━━━ Task input ━━━
PR #4853, opened 2023-11-16
Docs CI Upload Versioned Artifacts

stanbrub:
Updated Docs CI workflow to produce the following artifacts:
- cppclient-docs-0.31.0
- cppclient-examples-0.31.0
- javadocs-0.31.0
- pyclient-docs-0.31.0	
- pyserver-docs-0.31.0	
- rdoc-0.31.0	
- typedoc-0.31.0

Also, added appropriate verbiage to the RELEASE.MD.

These end up in the Summary for the Workflow and can be download/uploaded to Github release assets similar to the ones produced by the Publish CI.


.github/workflows/docs-ci.yml
```diff
@@ -38,6 +38,13 @@ jobs:
         run: |
           .github/scripts/gradle-properties.sh >> gradle.properties
           cat gradle.properties
+          
+      - name: Set DHC Version
+        id: dhc-version
+        run: |
+          ./gradlew printVersion -q 
+          ./gradlew printVersion -q > dhc_version.txt
```
devinrsmith, line 46: We've got an `outputVersion` task we can use instead; it can be invoked during the respective `burrunan/gradle-cache-action@v1` step. ie:

```
arguments: --scan combined-javadoc:allJavadoc outputVersion
```

There's an example of this in build-ci.yml. (Ditto for the other places you are using printVersion.)

.github/workflows/docs-ci.yml
```diff
@@ -50,7 +57,7 @@ jobs:
         if: ${{ github.ref == 'refs/heads/main' }}
         uses: actions/upload-artifact@v3
         with:
-          name: javadocs
+          name: javadocs-${{ steps.dhc-version.outputs.version }}
```
devinrsmith, line 60: Separately... we should probably use this technique for our release artifacts too - much nicer w/ them having version attached...

RELEASE.md
```diff
@@ -150,7 +150,8 @@ Once the workflow job is done, ensure all publication sources have the new artif
 ### 5. Download artifacts
 
 Once the full publish-ci.yml worflow is done, the release artifacts can be downloaded from the GitHub Artifacts (located in the "Summary" tab of the action).
-These are currently manual steps taken from the browser.
+Similarly, release artifacts can be downloaded from the docs-ci.yml workflow.
```
devinrsmith, line 153: I would add a new last section under `## Artifacts` that describes the documentation artifacts.

I do wonder about the javadoc ones though, b/c they are very big...

devinrsmith (changes requested):

.github/workflows/docs-ci.yml
stanbrub: Do you mean like _artifacts-0.30.1_?  Or are you suggesting producing separate artifacts for what that contains?

RELEASE.md
devinrsmith: Can you comment on the size of the other documentation artifacts? I could be in favor of only adding javadoc workflow artifact on release - would want to specifically note it in the yml file.

devinrsmith (commented):
Looks like you've got some conflicts w/ main...

Happy to approve this soon. The next step after this PR would be to actually publish based on release branches to named subdirectories of deephaven.io.

RELEASE.md
stanbrub: Below are compressed file sizes:

Docs Artifacts
- 2.4MB  pyserver-docs-0.31.0.zip
- 748kB  pyclient-docs-0.31.0.zip
- 200kB  cppclient-examples-0.31.0.zip
- 39MB  javadocs-0.31.0.zip
- 694kB  cppclient-docs-0.31.0.zip

Other Assets
- 182MB  server-jetty-0.30.1.zip
- 194MB  server-jetty-0.30.1.tar
- 98kB  pydeephaven-0.30.1-py3-none-any.whl
- 149kB  deephaven_core-0.30.1-py3-none-any.whl
- 19MB   deephaven-core-0.30.1.zip (source)
- 9.2MB  deephaven-core-0.30.1.tar.gz (source)

.github/workflows/docs-ci.yml
devinrsmith: Yeah, just making it so when the server does the publish workflow, the artifacts that it produces has unique names

RELEASE.md
devinrsmith: Okay; 39MB is big but not unreasonable. I don't think the workflow artifacts stick around for an extended period of time (I forget exactly how often we've set them to expire), so I wouldn't be too worried about that right now.

RELEASE.md
```diff
@@ -208,7 +219,8 @@ Create a new [GitHub release](https://github.com/deephaven/deephaven-core/releas
 
 The convention is to have the Release title of the form `vX.Y.Z` and to autogenerate the release notes in comparison to the previous release tag. Question: should we always generate release notes based off of the previous minor release, instead of patch? Our git release workflow suggests we may want to do it always minor to minor.
 
-Upload the Deephaven server application, deephaven-core wheel, pydeephaven wheel, and SBOM artifacts.
+Upload the Deephaven server application, deephaven-core wheel, pydeephaven wheel, and SBOM artifacts. Also, upload the C++, Java, and Python docs artifacts.
```
devinrsmith, line 222: Update this w/ the typescript + R.

RELEASE.md
```diff
@@ -150,7 +160,8 @@ Once the workflow job is done, ensure all publication sources have the new artif
 ### 5. Download artifacts
 
 Once the full publish-ci.yml worflow is done, the release artifacts can be downloaded from the GitHub Artifacts (located in the "Summary" tab of the action).
-These are currently manual steps taken from the browser.
+Similarly, release artifacts can be downloaded from the docs-ci.yml workflow.
```
devinrsmith, line 163: We'll need to update the docs-ci.yml workflow to run on push to `release/v*` branches.

devinrsmith (changes requested):

RELEASE.md
stanbrub: We can add "release/v*" to the push trigger, but what about Upload Artifact and Deploy?  

Should it be:
- Upload Artifact on main and release
- Deploy only on release

.github/workflows/docs-ci.yml
stanbrub: Added a ticket for this: https://github.com/deephaven/deephaven-core/issues/4869.  Feel free to change if it's not what you are thinking.

.github/workflows/docs-ci.yml
```diff
@@ -51,14 +51,14 @@ jobs:
...
-        if: ${{ github.ref == 'refs/heads/main' }}
+        if: ${{ (github.ref == 'refs/heads/main') || startsWith(github.ref, 'refs/heads/release/v') }}
         uses: actions/upload-artifact@v3
         with:
           name: javadocs-${{ steps.dhc-version.outputs.version }}
           path: 'combined-javadoc/build/docs/javadoc/'
 
       - name: Deploy Javadoc
-        if: ${{ github.ref == 'refs/heads/main' }}
+        if: ${{ (github.ref == 'refs/heads/main') || startsWith(github.ref, 'refs/heads/release/v') }}
```
devinrsmith, line 61: We should not be _deploying_ on release in this PR; just uploading.

.github/workflows/docs-ci.yml
```diff
@@ -2,7 +2,7 @@ name: Docs CI
 
 on:
   pull_request:
-    branches: [ main ]
```
devinrsmith, line 5: We don't typically do PRs into release/v*; this should be on the `push` side.

RELEASE.md
devinrsmith: It should be "Upload on push to main or release/v*; deploy on push main" until we have a proper directory structure in place (future PR).

devinrsmith (changes requested):

devinrsmith (approved):

PR #4862, opened 2023-11-20
QueryPerformanceRecorder: Changes for CorePlus Integration

nbauernfeind:


rcaudy (approved):

rcaudy (approved):

cpwright:
The performance queries should reintroduce Durations and an IntervalDuration as derived columns.

cpwright (approved):

rcaudy (approved):
This is good. I do want to raise that we're now calculating UPL interval duration by delta of  wall-clock time, rather than delta of "monotonic" time. Are we sure we like this change?

nbauernfeind:
Just to close the loop on the discussion, in case we ever look at this PR again:

We discussed offline that we're happy with duration being computed using wall-clock time given that usage nanos is the sum of [parallelized] System.nanoTime.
━━━
* [What to work on]: The data must be printed verbatim, line by line.

* [Exercise solution]:
PR #4853, opened 2023-11-16
Docs CI Upload Versioned Artifacts

stanbrub:
Updated Docs CI workflow to produce the following artifacts:
- cppclient-docs-0.31.0
- cppclient-examples-0.31.0
- javadocs-0.31.0
- pyclient-docs-0.31.0	
- pyserver-docs-0.31.0	
- rdoc-0.31.0	
- typedoc-0.31.0

Also, added appropriate verbiage to the RELEASE.MD.

These end up in the Summary for the Workflow and can be download/uploaded to Github release assets similar to the ones produced by the Publish CI.


.github/workflows/docs-ci.yml
```diff
@@ -38,6 +38,13 @@ jobs:
         run: |
           .github/scripts/gradle-properties.sh >> gradle.properties
           cat gradle.properties
+          
+      - name: Set DHC Version
+        id: dhc-version
+        run: |
+          ./gradlew printVersion -q 
+          ./gradlew printVersion -q > dhc_version.txt
```
devinrsmith, line 46: We've got an `outputVersion` task we can use instead; it can be invoked during the respective `burrunan/gradle-cache-action@v1` step. ie:

```
arguments: --scan combined-javadoc:allJavadoc outputVersion
```

There's an example of this in build-ci.yml. (Ditto for the other places you are using printVersion.)

.github/workflows/docs-ci.yml
```diff
@@ -50,7 +57,7 @@ jobs:
         if: ${{ github.ref == 'refs/heads/main' }}
         uses: actions/upload-artifact@v3
         with:
-          name: javadocs
+          name: javadocs-${{ steps.dhc-version.outputs.version }}
```
devinrsmith, line 60: Separately... we should probably use this technique for our release artifacts too - much nicer w/ them having version attached...

RELEASE.md
```diff
@@ -150,7 +150,8 @@ Once the workflow job is done, ensure all publication sources have the new artif
 ### 5. Download artifacts
 
 Once the full publish-ci.yml worflow is done, the release artifacts can be downloaded from the GitHub Artifacts (located in the "Summary" tab of the action).
-These are currently manual steps taken from the browser.
+Similarly, release artifacts can be downloaded from the docs-ci.yml workflow.
```
devinrsmith, line 153: I would add a new last section under `## Artifacts` that describes the documentation artifacts.

I do wonder about the javadoc ones though, b/c they are very big...

devinrsmith (changes requested):

.github/workflows/docs-ci.yml
stanbrub: Do you mean like _artifacts-0.30.1_?  Or are you suggesting producing separate artifacts for what that contains?

RELEASE.md
devinrsmith: Can you comment on the size of the other documentation artifacts? I could be in favor of only adding javadoc workflow artifact on release - would want to specifically note it in the yml file.

devinrsmith (commented):
Looks like you've got some conflicts w/ main...

Happy to approve this soon. The next step after this PR would be to actually publish based on release branches to named subdirectories of deephaven.io.

RELEASE.md
stanbrub: Below are compressed file sizes:

Docs Artifacts
- 2.4MB  pyserver-docs-0.31.0.zip
- 748kB  pyclient-docs-0.31.0.zip
- 200kB  cppclient-examples-0.31.0.zip
- 39MB  javadocs-0.31.0.zip
- 694kB  cppclient-docs-0.31.0.zip

Other Assets
- 182MB  server-jetty-0.30.1.zip
- 194MB  server-jetty-0.30.1.tar
- 98kB  pydeephaven-0.30.1-py3-none-any.whl
- 149kB  deephaven_core-0.30.1-py3-none-any.whl
- 19MB   deephaven-core-0.30.1.zip (source)
- 9.2MB  deephaven-core-0.30.1.tar.gz (source)

.github/workflows/docs-ci.yml
devinrsmith: Yeah, just making it so when the server does the publish workflow, the artifacts that it produces has unique names

RELEASE.md
devinrsmith: Okay; 39MB is big but not unreasonable. I don't think the workflow artifacts stick around for an extended period of time (I forget exactly how often we've set them to expire), so I wouldn't be too worried about that right now.

RELEASE.md
```diff
@@ -208,7 +219,8 @@ Create a new [GitHub release](https://github.com/deephaven/deephaven-core/releas
 
 The convention is to have the Release title of the form `vX.Y.Z` and to autogenerate the release notes in comparison to the previous release tag. Question: should we always generate release notes based off of the previous minor release, instead of patch? Our git release workflow suggests we may want to do it always minor to minor.
 
-Upload the Deephaven server application, deephaven-core wheel, pydeephaven wheel, and SBOM artifacts.
+Upload the Deephaven server application, deephaven-core wheel, pydeephaven wheel, and SBOM artifacts. Also, upload the C++, Java, and Python docs artifacts.
```
devinrsmith, line 222: Update this w/ the typescript + R.

RELEASE.md
```diff
@@ -150,7 +160,8 @@ Once the workflow job is done, ensure all publication sources have the new artif
 ### 5. Download artifacts
 
 Once the full publish-ci.yml worflow is done, the release artifacts can be downloaded from the GitHub Artifacts (located in the "Summary" tab of the action).
-These are currently manual steps taken from the browser.
+Similarly, release artifacts can be downloaded from the docs-ci.yml workflow.
```
devinrsmith, line 163: We'll need to update the docs-ci.yml workflow to run on push to `release/v*` branches.

devinrsmith (changes requested):

RELEASE.md
stanbrub: We can add "release/v*" to the push trigger, but what about Upload Artifact and Deploy?  

Should it be:
- Upload Artifact on main and release
- Deploy only on release

.github/workflows/docs-ci.yml
stanbrub: Added a ticket for this: https://github.com/deephaven/deephaven-core/issues/4869.  Feel free to change if it's not what you are thinking.

.github/workflows/docs-ci.yml
```diff
@@ -51,14 +51,14 @@ jobs:
...
-        if: ${{ github.ref == 'refs/heads/main' }}
+        if: ${{ (github.ref == 'refs/heads/main') || startsWith(github.ref, 'refs/heads/release/v') }}
         uses: actions/upload-artifact@v3
         with:
           name: javadocs-${{ steps.dhc-version.outputs.version }}
           path: 'combined-javadoc/build/docs/javadoc/'
 
       - name: Deploy Javadoc
-        if: ${{ github.ref == 'refs/heads/main' }}
+        if: ${{ (github.ref == 'refs/heads/main') || startsWith(github.ref, 'refs/heads/release/v') }}
```
devinrsmith, line 61: We should not be _deploying_ on release in this PR; just uploading.

.github/workflows/docs-ci.yml
```diff
@@ -2,7 +2,7 @@ name: Docs CI
 
 on:
   pull_request:
-    branches: [ main ]
```
devinrsmith, line 5: We don't typically do PRs into release/v*; this should be on the `push` side.

RELEASE.md
devinrsmith: It should be "Upload on push to main or release/v*; deploy on push main" until we have a proper directory structure in place (future PR).

devinrsmith (changes requested):

devinrsmith (approved):

PR #4862, opened 2023-11-20
QueryPerformanceRecorder: Changes for CorePlus Integration

nbauernfeind:


rcaudy (approved):

rcaudy (approved):

cpwright:
The performance queries should reintroduce Durations and an IntervalDuration as derived columns.

cpwright (approved):

rcaudy (approved):
This is good. I do want to raise that we're now calculating UPL interval duration by delta of  wall-clock time, rather than delta of "monotonic" time. Are we sure we like this change?

nbauernfeind:
Just to close the loop on the discussion, in case we ever look at this PR again:

We discussed offline that we're happy with duration being computed using wall-clock time given that usage nanos is the sum of [parallelized] System.nanoTime.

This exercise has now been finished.